Максим Кривонос зашел в корчму с казаком корсунского полка Захаром Драчом. Драч подмигнул шинкарке, что-то шепнул ей на ухо, и она провела их в комнатку с колченогой кроватью у стены и маленьким окошком на речку. Максим Кривонос устало присел к залитому вином столу и вздохнул так, словно сбросил с себя на мокрый пол тяжелую ношу.

- Спрашивал?

Драч безнадежно махнул рукой.

- Не подмажешь - не поедешь, а кое-что она должна бы знать: Чапа из Чигирина ей водку доставляет.

- Позови сюда.

Пока Драч ходил за шинкаркой, Максим Кривонос, задумавшись, смотрел на быстроводную речку. Как вода в Роси, уплывали дни, а об Ярине - живой или мертвой - не было ни слуху ни духу. Прискакав в Чигирин в ту памятную ночь, они с Веригой и с теми, кто еще был у хорунжего Лавы, обыскали все местечко, вычерпали почти все колодцы, реку на версту волоком прошли - и все напрасно. Тайной оставался только замок старосты, в котором в тот день было полно гостей. Кривонос на следующий вечер и туда пробрался. Он переоделся поручиком отряда надворного войска князя Иеремии Вишневецкого и сообщил, что якобы был в Диком поле в разведке и обнаружил у Ингульца татар. Ему даже не пришлось кривить душой: у Кучугур давно уже стояла орда и охотилась за казацкими табунами.

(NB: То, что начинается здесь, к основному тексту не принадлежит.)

PR #934, opened 2017-03-17
Persisting the state and reloading the page on nonce error

### LINKED ISSUE #905: Nonce invalidation issue on user session refresh
If a WCS form is up (any form), and a user is logged out, the following request will fail with the error: `{"code":"rest_cookie_invalid_nonce","message":"Cookie nonce is invalid","data":{"status":403}}`.

**To reproduce:**

* Open any WCS form - e.g. shipping method settings
* Verify that saving works
* Open dashboard in a new window/tab
* Log out
* Return to WCS form window/tab - attempt another save

**Initial thoughts on a solution:**

We probably need to hook into the heartbeat system and update nonce values, ideally only when absolutely necessary.

marcinbot:
Fixes #905 

It was a bit tricky to come up with a decent user experience on this, so any suggestions welcome.

To test:
* open any of the plugin admin pages, make some changes, but do not save them
* open an admin page on a separate tab, logout
* back on the first tab, attempt to save
* you should see an alert: `There was a problem saving your settings. Please try again after the page is reloaded.`
* the page should automatically refresh (you might have to log in and then be redirected back to it)
* your changes should still be there and you should be able to save now

Couple of things about the persisted state:
* the persisted state expires after 24 hours, so refreshing the page after that time will show the settings read from the DB
* the state is deleted right after it is read, so refreshing the page twice is going to show the settings read from the database


jeffstieler:
In testing this, after the refresh I'm seeing a `TypeError` in a red notice, and this in the preview pane:

```javascript
{"code":"rest_cookie_invalid_nonce","message":"Cookie nonce is invalid","data":{"status":403}}
```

Коронный хорунжий Конецпольский с радостью встретил это известие: явилась возможность блеснуть булавой региментаря [Региментарь, рейментарь - военачальник] перед самым носом князя Вишневецкого, который тоже стремился захватить булаву польного гетмана. Конецпольский был уверен: пока Иеремия Вишневецкий узнает о случившемся, он успеет двинуть экспедицию против татар, легко разгромит орду и завоюет себе славу. Мнимый поручик, воспользовавшись расположением к нему хозяина и его свиты, пустил в ход всю хитрость, чтобы узнать, что творится в замке и его службах, но следов Ярины и здесь не нашел. Он только узнал, что прошлой ночью отсюда, после долгого пребывания в гостях, выехал коронный стражник Лащ, а на рассвете - князь Четвертинский, хотя молодая княгиня осталась еще гостить у пани Конецпольской. Мог что-нибудь слышать Чапа - его корчма стояла при выезде из Чигирина, и туда все заглядывали.

Содержатели корчмы долго прикидывались, что они пана Лаща даже не знают, - пока не треснула под рукой Кривоноса доска на столе.

Тут Чапа начал припоминать какие-то давнишние приключения с паном стражником и хитро закончил:

- А он щедрый пан.

Кривонос бросил ему два золотых.

- Куда он поехал?

Чапа нагло улыбнулся, спрятал деньги в жилет и равнодушно сказал, что видел, как прошлым вечером проехал по дороге на Черкассы рыдван, но, кто был в рыдване, не мог разглядеть - окошко было занавешено. Два гайдука из свиты пана забегали в корчму выпить меду и почему-то хохотали.

- А уж если слуга смеется, то, наверно, пан доволен, - заключил он, хитро прищурив глаза, но, посмотрев на Кривоноса, испуганно замолчал.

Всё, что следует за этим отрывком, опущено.